Auch Gemeinden lassen sich erpressen

Szenekenner gehen davon aus, dass die Erpresser mit diesem Verfahren bereits viele 100’000 Dollar verdient haben – was dazu führt, dass der Trick in verschiedensten Varianten immer wieder ausgeführt wird. Im Falle einer Kleinstadt in Deutschland hiess die Software nicht “Locky”, sondern “Tesla-Crypt“. Der Trojaner brachte die Stadtverwaltung dazu, mehrere hundert Euro Erpressergeld zu bezahlen. Ärger gab es dann trotzdem:

Die Erpresser hatten die Stadtverwaltung Dettelbach zur Zahlung von 1,3 Bitcoin aufgefordert, umgerechnet rund 490 Euro. Der Polizei zufolge führte eine von der Stadtverwaltung beauftragte Fachfirma die Zahlung durch. Anschließend war es möglich, einen Teil der Daten wiederherzustellen. Dennoch sei es anschließend zu einem “weitreichenden Ausfall des EDV-Systems mit Datenverlusten” gekommen, teilte die Stadtverwaltung an diesem Donnerstag mit.
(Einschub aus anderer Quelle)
Issue #2699, opened 2024-07-16
Utility Panel: Remove padding from slots


raymondboswel:
### Prerequisites

- [X] I have [searched](https://github.com/trimble-oss/modus-web-components/issues?q=is%3Aissue) for duplicate or closed issues
- [X] I have read the [contributing guidelines](https://github.com/trimble-oss/modus-web-components/blob/main/CONTRIBUTING.md)

### Describe the issue

Defining padding on the slot containers limits design freedom when using the Utility panel while not adding much value. It could be made configurable, but I think a BYOP (bring your own padding) would be best. 

### What is the issue regarding ?

@trimble-oss/modus-web-components

### What version of npm package are you using ?

0.34

### Priority

Medium

### What product/project are you using Modus Components for ?

Machine Playback / WorksManager

### What is your team/division name ?

Civil / Weka

### Are you willing to contribute ?

Yes

PR #2700, opened 2024-07-16
Utility panel: Remove hard coded padding

raymondboswel:
## Description

The current design does not provide flexibility to consumers who may want to use the full width of the panel. Removing the padding solves this.

References #2699

## Type of change

- [ ] Documentation update

## How Has This Been Tested?

Storybook instance was started up, and styling inspected.

## Checklist


stencil-workspace/src/components/modus-utility-panel/modus-utility-panel.scss
```diff
@@ -34,13 +34,11 @@
       align-items: center;
       display: flex;
       height: 50px;
-      padding: 0 1rem;
```
prashanth-offcl, line 37: Can we keep the default behavior and provide an option to override the value using css variables?

raymondboswel: Doesn't that just complicate the API for little actual benefit? For a consumer to add padding to their own content is simple and natural. Having to look up a prop or set a css variable is considerably more effort. One of the main critiques for web components is difficulty in styling, thus being less opinionated is a step in the right direction IMO.

prashanth-offcl: @raymondboswel I made the suggestion with the following reasons in my mind sorry for not adding them. But I agree you are right and using CSS variables for style extensibility comes with a lot of drawbacks. 

- The default behavior with padding will benefit most of the integrators, only for edge cases we will have the need to remove the default padding. 
- If the value changes in future then only the web component needs to be updated.
- Removing padding is a breaking change for other integrators.

prashanth-offcl: @raymondboswel Based on the above comment I believe it is better to go with an optional property. could you please make that change?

Die Dettelbacher sind bei weiten nicht die einzigen, die sich erpressen lassen. Eine Umfrage in Europa hat ergeben, dass mehr als ein Drittel der betroffenen User das Lösegeld überweisen.
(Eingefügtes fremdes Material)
PR #2723, opened 2024-07-24
Autocomplete: Handle dynamic options

### LINKED ISSUE #2710: Autocomplete: Handle dynamic options

ElishaSamPeterPrabhu:
## Description

- Added a prop `newOptions` to accept values dynamically

References 
Fixes #2710 

## Type of change

- [ ] Documentation update

## Checklist


cjwinsor:
My main feedback here is whether we can handle without adding a new prop, but instead allow `options` to also be the promise.  Not sure if this would require rethinking anything though.  I'd just want to say `autocomplete.options = getOptions;` where `getOptions` returns a promise when executed. 

@prashanth-offcl

prashanth-offcl:
> My main feedback here is whether we can handle without adding a new prop, but instead allow `options` to also be the promise. Not sure if this would require rethinking anything though. I'd just want to say `autocomplete.options = getOptions;` where `getOptions` returns a promise when executed.
> 
> @prashanth-offcl

Thanks @cjwinsor I'm thinking if we can introduce two new props loading and filterOptions that accepts an async function. 

If filterOptions prop is defined, then we will skip the filtering and call the method to get the filtered options from the integrator and display it. This will be useful for both dynamic options and custom filtering in static options if required. The integrator can use the loading prop to display the spinner while they fetch the data from server. The integrator will be responsible to reject promises in case of multiple calls to the filterOptions and ensure they resolve the most recent one.

prashanth-offcl (changes requested):
Waiting for Sam to try the discussed approach

prashanth-offcl (changes requested):
@ElishaSamPeterPrabhu some suggestions 

- The results in the list should be hidden when the loading prop is set to true
- Rename isLoading to loading, and getFilteredOptions to filterOptions
- The same behavior for customOptions is not handled.
- When changing the loading prop to true after resolving the promise, the no results found message is displayed before showing the filtered list. 
- The PR also seems to be contain code that needs to be cleaned up 
- Update documentation for filterOptions and loading prop

prashanth-offcl:
BTW I managed to test the updates in react test application using yalc and it works fine.

ElishaSamPeterPrabhu:
> @ElishaSamPeterPrabhu some suggestions
> 
> * The results in the list should be hidden when the loading prop is set to true
> * Rename isLoading to loading, and getFilteredOptions to filterOptions
> * The same behavior for customOptions is not handled.
> * When changing the loading prop to true after resolving the promise, the no results found message is displayed before showing the filtered list.
> * The PR also seems to be contain code that needs to be cleaned up
> * Update documentation for filterOptions and loading prop

All comments are addressed except custom options implementation and ''m not able to reproduce this
"When changing the loading prop to true after resolving the promise, the no results found message is displayed before showing the filtered list."

For custom options implementation are are we going to get the values and format separately or like in li format like
  `

    <li data-search-value="The Git Guru" data-id="1" style="padding: 8px">
      <div style="font-weight: bold">The Git Guru</div>
      <div style="font-size: 12px">Lead DevOps Engineer</div>
    </li>
    <li data-search-value="Bob the Builder" data-id="2" style="padding: 8px">
      <div style="font-weight: bold">Bob the Builder</div>
      <div style="font-size: 12px">Senior Construction Engineer</div>
    </li>
`

stencil-workspace/src/components/modus-autocomplete/modus-autocomplete.tsx
```diff
@@ -163,13 +183,20 @@ export class ModusAutocomplete {
...
 
   convertOptions(): void {
-    if (this.options && this.options.length > 0) {
-      if (typeof this.options[0] === 'string') {
-        this.options = this.options?.map((option) => ({
-          id: option,
-          value: option,
-        }));
-      }
+    if (Array.isArray(this.options) && this.options.length > 0) {
```
prashanth-offcl, line 186: can you revert this change? directly modifying the options without type check causes a loop.

prashanth-offcl (approved):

Was tun? Wir haben im Digital Society Report schon früher über Erpressersoftware berichtet. Wenn Sie kein Datenbackup von ihrem PC haben, wird es sehr schwierig werden, Ihre verschlüsselten Dateien zurückzubekommen. Aber: Was immer Sie tun, bezahlen Sie kein Geld! Erstens wird es wahrscheinlich nichts nützen, und zweitens machen Sie sich und andere User dadurch zum Ziel weiterer Attacken. Wichtig ist, dass Sie immer eine aktuelle Backup-Kopie Ihrer PC-Daten zur Hand haben. Öffnen Sie keine Anhänge von unbekannten E-Mail-Absendern. Und vermeiden Sie zwielichtige Internetseiten. Wenn Sie dann noch ein anerkanntes Sicherheitsprogramm auf Ihrem PC installiert haben, halten Sie Ihr Risiko in annehmbaren Grenzen.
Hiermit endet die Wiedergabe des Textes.